• [ACTIVITY]:
Please state in a single number how many lines of the entries below include the word "options".

• [EXTRACTED DATA]:
PR #475, opened 2026-04-08
feat: allow SPIDERMON_DICT_FIELDS_COVERAGE_LEVELS to be configured per field

kishan3:
Closes #466


AdrianAtZyte (approved):
Looks good to me. I wonder if we should use some other key for the "default" that is less likely to match a real field name, e.g. `"*"`, but no strong opinion on that.

kishan3:
> Looks good to me. I wonder if we should use some other key for the "default" that is less likely to match a real field name, e.g. `"*"`, but no strong opinion on that.

@copilot let's do this and update the PR.

AdrianAtZyte:
@kishan3 Do you need to address the CI issues?

kishan3:
> @kishan3 Do you need to address the CI issues?

@copilot can you check CI issues?

kishan3:
> > @kishan3 Do you need to address the CI issues?
> 
> @copilot can you check CI issues?

@AdrianAtZyte just to note this is existing issue as per agent. Below is from copilot. 

> So the smtp.py and test files are the same on master. The CI failure is a pre-existing issue introduced by the merge with master (the merge commit 10e7d3b which merged with master). In master, Scrapy 2.15.0 deprecated scrapy.mail, which causes the test collection to fail.

AdrianAtZyte:
Can you undo the unrelated changes that Copilot introduced, to be handled as part of https://github.com/scrapinghub/spidermon/issues/477 (and probably not the way Copilot did here).

kishan3:
> Can you undo the unrelated changes that Copilot introduced, to be handled as part of #477 (and probably not the way Copilot did here).

Thanks @AdrianAtZyte reverted now.

PR #86, opened 2026-04-08
Managed cluster plugin

### LINKED ISSUE #83: [Managed cluster] Add managed cluster plugin
The managed cluster plugin consists of the following:

* Generic documentation about managed clusters.
* A login hook that generates symlinks from the user's home directory to other locations on the cluster, e.g., from `${HOME}/scratch` to `/scratch/${USER}`.

Symlinks:

* The symlinks should not assume that `$HOME` is `/home/$USER`.
* It is OK to assume that the target exists - creating that directory is outside the scope of this issue.
* The symlinks should be read from a config file somewhere under `/opt/flight/etc/`.

Generic documentation:

* The documentation should be made available when the hook is enabled and be made unavailable when the hook is disabled.

benarmston:
This PR adds a new activation hook that creates a number of symlinks in the user's home directory to other parts of the system. E.g., `~/scratch -> /scratch/<username>`.

There is also a script to create the target directory with the correct ownership and permissions.  This script is not called directly by Flight User Suite, but can be integrated into PAM so that the directories are created when a user logs into the system.

A howto guide has been provided which documents, both the admin setup and the end result for the user.

The PAM integration ~is currently undergoing testing~ has been tested as working on my barely-a-cluster.

Resolves #83


benarmston:
@ColonelPanics the managed cluster documentation can be found on this PR.

benarmston:
@ColonelPanics the PAM integration works as long as the `/scratch` directory already exists, which is a perfectly reasonable requirement.  The howto guide should probably document that assumption though.  Do you want to include that in your adjustments to it?  Or do you want me to add that in?

ColonelPanics:
Feel free to add it, I haven't got around to this yet

managed-cluster/opt/flight/etc/user-symlinks.config
```diff
@@ -0,0 +1,10 @@
+# Symlinks created by the managed cluster hook when the Flight environment is
+# activated.
+#
+# Each line is of the format: <link_name>=<target>.  The placeholders $HOME and
```
jamesremuscat, line 4: Is this deliberately the opposite way around to `ln`'s arguments? 😛

jamesremuscat (approved):
LGTM.

managed-cluster/opt/flight/etc/user-symlinks.config
benarmston: Not *deliberately*.

benarmston:
Following discussion with @ColonelPanics there are now to howto guides for this plugin.  One is intended for end users and the other is intended for admins.

Howto guides have gained the ability to specify that they are admin only and `flight howto` respects that.

benarmston:
This probably needs another look @jamesremuscat

jamesremuscat (approved):
LGTM (merge conflicts notwithstanding); using "frontmatter" is a nice approach.

Not sure how well parsing all the howtos on demand every time will scale but it works fine for now!

benarmston:
> Not sure how well parsing all the howtos on demand every time will scale but it works fine for now!

I'm hoping that we're not going to have so many that it becomes an issue :crossed_fingers:

Issue #10, opened 2026-03-23
[Flight Core] Allow dynamic specification of tool synopsis text


jamesremuscat:
Tool synopses for help text are currently loaded from a `tool_synopsis.txt` file.

It should be possible for tools to specify this text themselves; in particular thinking of any bespoke per-cluster tooling that will get added post-install.

PR #87, opened 2026-04-08
Improved hooks and tools information

### LINKED ISSUE #26: [Flight Core] Improve hooks information
Obtaining information about hooks currently requires running multiple commands and comparing their output.  We should have a single command that can return all of the information in a more easily digested format.

The output of `flight hooks list` should be a table detailing the name, what event they're for and if enabled or not. Something like the table below but, perhaps, with more orange.

| Name | Event | Enabled |
| ---- | ----- | ------- |
| welcome | login | ✅ |
| ssh-keypair-generation | activation | ❌ |

This implies that the usage for `flight hooks list` needs to change.  Currently it takes a mandatory `<event>` argument.  This argument should no longer be mandatory or removed entirely.  There are three options:

* Remove entirely. Filtering by event is not supported. The usage becomes
  ```bash
  flight hooks list [--enabled]
  ```
* Make it optional. If present it filters the hooks to only show those trigged by `<event>`.  The usage becomes
  ```bash
  flight hooks list [event] [--enabled]
  ```
* Change it from an argument to a flag. If present it filters the hooks to only show those trigged by the given `<event>`.  The usage becomes
  ```bash
  flight hooks list [--event=<event>] [--enabled]
  ```

Of, these I think the last is the better option, but also slightly more work than the others.

---

### Non-tty outupts

If standard output is not a TTY, we ought to use a format that is more machine readable.  Something like the following, where `\t` represents a tab character.

```
welcome\tlogin\ttrue
ssh-keypair-generation\tactivation\tfalse
```

benarmston:
This PR improves the display of the `hooks list` and `tools list` commands.  They now display all hooks/tools in a table and include whether they are enabled or not.  For hooks the event is also included.

image

Filters are available to show only enabled hooks/tools or only hooks for the given event.

image

Note: This PR will outdate the instructions in FC.

Resolves #26


flight-core/main.go
```diff
@@ -225,7 +225,9 @@ func addAdminCommands(cmd *cli.Command, maxTextWidth int) {
 			Usage:     "Manage Flight User Suite hooks",
 			UsageText: fmt.Sprintf("%s hooks command [command options]", progName),
 			Description: wordwrap.String(
-				"Manage the Flight User Suite hooks.\n\nThere are two types of hooks: 'login' hooks and 'activation' hooks.  Enabled 'login' hooks are exectued when a login shell is started. Enabled 'activation' hooks are executed with the Flight environment is activated.",
+				`Manage the Flight User Suite hooks.
+
+There are two types of hooks: 'login' hooks and 'activation' hooks.  Enabled 'login' hooks are exectued when a login shell is started. Enabled 'activation' hooks are executed with the Flight environment is activated.`,
```
jamesremuscat: Old typo, might as well fix now:
```suggestion
There are two types of hooks: 'login' hooks and 'activation' hooks.  Enabled 'login' hooks are exectued when a login shell is started. Enabled 'activation' hooks are executed when the Flight environment is activated.`,
```

flight-core/tools.go
```diff
@@ -42,30 +44,71 @@ func listTools(ctx context.Context, cmd *cli.Command) error {
...
+			}
+			switch col {
+			case 0:
+				return style.Width(namecolWidth)
+			case 1:
+				return style.Width(13)
+			}
+			return style
+		})
+	t.Headers("Name", "Enabled")
```
jamesremuscat, line 82: Might be nice to also include the tool synopsis/description in this table, too. (Edit: Maybe best done as part of #10?)

jamesremuscat (changes requested):
I spotted a typo that wasn't introduced in this PR, but might as well be fixed in it. I've also made a suggestion you're free to ignore.

Otherwise this looks good - the new behaviour is exactly how I instinctively tried to use `flight tools list` previously, which suggests it's better now!

flight-core/tools.go
benarmston: Great idea, but I think its too late in the day for that now.

benarmston:
Rebased on `main` to resolve merge conflicts.  Don't see the need for another review.  Will merge once the CI has ran.

PR #95, opened 2026-04-09
Doc Tweaks

ColonelPanics:
Mainly separating out stuff that should be for admins from what end users would see/know about the tool. 

I know the placeholder file is overwritten by the README but I think it may not be worth doing that going forward?

I've placed Admin Guides for different tools within an admin guide dir in hopes that will lead to better sorting and make admin guides clearer -> do you reckon this will work when they all get enabled through? (btw symlink dirs don't work but symlinked files within do)

Also also not sure how dir sort works because if I name it 99-admin-guides it doesn't appear at end of list


benarmston:
Following GChat conversation, I've changed how we're creating the symlinks when hooks and tools are enabled.

We still want to change the order and remove some numbers, but that will likely come too late for another build.

PR #96, opened 2026-04-09
Better howto ordering and display

benarmston:
* Removes numbers from howto names
* Renders fight desktop howto above admin guides


flight-howto/main.go
```diff
@@ -189,8 +189,11 @@ func loadHowtos(dirPath string, user *user.User) ([]*Howto, error) {
 }
 
 func prettyFilename(filename string) string {
-	re := regexp.MustCompile(`^\d+-\s*`)
-	filename = re.ReplaceAllString(filename, "")
+	fmt.Printf("filename: %v\n", filename)
```
jamesremuscat:
```suggestion
```

Fairly sure we don't need this 😉

PR #97, opened 2026-04-09
Don't create symlinks for root user.

### LINKED ISSUE #94: Avoid creating user symlinks for root user
The `user-symlinks` hook should do nothing for the root user.

jamesremuscat:
Resolves #94.

Also fix detection of symlinks if the links are dangling.


benarmston (approved):
LGTM.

• [ANSWER FOR THE TASK]:
2